PR #16531, opened 2026-08-27
teams: smoother tasks assignees view modelling (fixes #16509)

### LINKED ISSUE #16509: Deduplicate unknown task assignees during collection

`TeamsTasksFragment.refreshTaskList` builds a list of assignee IDs, filters it, then calls `distinct()` — intermediate collections on every task refresh where an insertion-ordered set collects them in one pass.

**Ask:** collect the assignee IDs into an insertion-ordered set in one pass instead of the build-list → filter → `distinct()` pipeline, dropping the intermediate collections.

**Files:** `ui/teams/tasks/TeamsTasksFragment.kt`

dogi:
Deduplicate unknown task assignees into an insertion-ordered LinkedHashSet in a single pass in TeamsTasksFragment to eliminate intermediate collection allocations.

Fixes #16509

---
*PR created automatically by Jules for task [2396491362478856543](https://jules.google.com/task/2396491362478856543) started by @dogi*


dogi:
## Review: deduplicate unknown task assignees during collection

**Rating: 88/100** — equivalent, one pass instead of three, and the lambda rename that makes it readable is the detail that had to be right.

### Correctness

Old:

```kotlin
list.mapNotNull { it.assignee }
    .filter { it.isNotBlank() && !knownAssigneeIds.contains(it) }
    .distinct()
```

New:

```kotlin
list.mapNotNullTo(LinkedHashSet()) { task ->
    task.assignee?.takeIf { it.isNotBlank() && it !in knownAssigneeIds }
}
```

Same set, same order. `distinct()` is backed by a `LinkedHashSet` and keeps first-occurrence order, and collecting directly into a `LinkedHashSet` gives the identical sequence — which matters because the result feeds `getUsersByIds` and the caller then maps results back by id.

`it !in knownAssigneeIds` and `!knownAssigneeIds.contains(it)` compile to the same call. The null-assignee case still drops out (`?.` yields null → `mapNotNullTo` skips), and blank/known assignees now drop out via `takeIf` returning null instead of via a separate `filter` pass.

Renaming the outer lambda parameter to `task` is what makes this work — with the default `it`, the inner `takeIf { it.isNotBlank() }` would have shadowed and read ambiguously even though it would still compile to the right thing. Good call.

Allocation-wise: three intermediate lists become one `LinkedHashSet`, over one traversal instead of three.

### Signature widening

`fetchAssigneeNames(assigneesToFetch: List<String>)` → `Collection<String>` with a `.toList()` at the `getUsersByIds` boundary. Correct — it lets the caller pass the set without materialising a list first, and the conversion happens once at the point where a `List` is actually required.

Worth noting `UserRepository.getUsersByIds` chunks its input (at 400) before hitting the DAO, so the `.toList()` isn't feeding an unbounded `IN (…)` clause.

### Gap

No test. The change is behaviour-preserving so nothing regresses, but `assigneesToFetch` is the input to a network/DB fetch whose results are keyed back by id — a case with duplicate assignees across tasks, some already in `knownAssigneeIds`, asserting the exact collection passed to `fetchAssigneeNames`, would take a few lines and would pin both the dedup and the order-sensitivity. Not blocking.

**Verdict:** mergeable.

---

Okuro3499 (approved):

YOUR ASSIGNMENT:
Give the data again in full, keeping every line as it was.

RESULT OF THE EXERCISE:
PR #16531, opened 2026-08-27
teams: smoother tasks assignees view modelling (fixes #16509)

### LINKED ISSUE #16509: Deduplicate unknown task assignees during collection

`TeamsTasksFragment.refreshTaskList` builds a list of assignee IDs, filters it, then calls `distinct()` — intermediate collections on every task refresh where an insertion-ordered set collects them in one pass.

**Ask:** collect the assignee IDs into an insertion-ordered set in one pass instead of the build-list → filter → `distinct()` pipeline, dropping the intermediate collections.

**Files:** `ui/teams/tasks/TeamsTasksFragment.kt`

dogi:
Deduplicate unknown task assignees into an insertion-ordered LinkedHashSet in a single pass in TeamsTasksFragment to eliminate intermediate collection allocations.

Fixes #16509

---
*PR created automatically by Jules for task [2396491362478856543](https://jules.google.com/task/2396491362478856543) started by @dogi*


dogi:
## Review: deduplicate unknown task assignees during collection

**Rating: 88/100** — equivalent, one pass instead of three, and the lambda rename that makes it readable is the detail that had to be right.

### Correctness

Old:

```kotlin
list.mapNotNull { it.assignee }
    .filter { it.isNotBlank() && !knownAssigneeIds.contains(it) }
    .distinct()
```

New:

```kotlin
list.mapNotNullTo(LinkedHashSet()) { task ->
    task.assignee?.takeIf { it.isNotBlank() && it !in knownAssigneeIds }
}
```

Same set, same order. `distinct()` is backed by a `LinkedHashSet` and keeps first-occurrence order, and collecting directly into a `LinkedHashSet` gives the identical sequence — which matters because the result feeds `getUsersByIds` and the caller then maps results back by id.

`it !in knownAssigneeIds` and `!knownAssigneeIds.contains(it)` compile to the same call. The null-assignee case still drops out (`?.` yields null → `mapNotNullTo` skips), and blank/known assignees now drop out via `takeIf` returning null instead of via a separate `filter` pass.

Renaming the outer lambda parameter to `task` is what makes this work — with the default `it`, the inner `takeIf { it.isNotBlank() }` would have shadowed and read ambiguously even though it would still compile to the right thing. Good call.

Allocation-wise: three intermediate lists become one `LinkedHashSet`, over one traversal instead of three.

### Signature widening

`fetchAssigneeNames(assigneesToFetch: List<String>)` → `Collection<String>` with a `.toList()` at the `getUsersByIds` boundary. Correct — it lets the caller pass the set without materialising a list first, and the conversion happens once at the point where a `List` is actually required.

Worth noting `UserRepository.getUsersByIds` chunks its input (at 400) before hitting the DAO, so the `.toList()` isn't feeding an unbounded `IN (…)` clause.

### Gap

No test. The change is behaviour-preserving so nothing regresses, but `assigneesToFetch` is the input to a network/DB fetch whose results are keyed back by id — a case with duplicate assignees across tasks, some already in `knownAssigneeIds`, asserting the exact collection passed to `fetchAssigneeNames`, would take a few lines and would pin both the dedup and the order-sensitivity. Not blocking.

**Verdict:** mergeable.

---

Okuro3499 (approved):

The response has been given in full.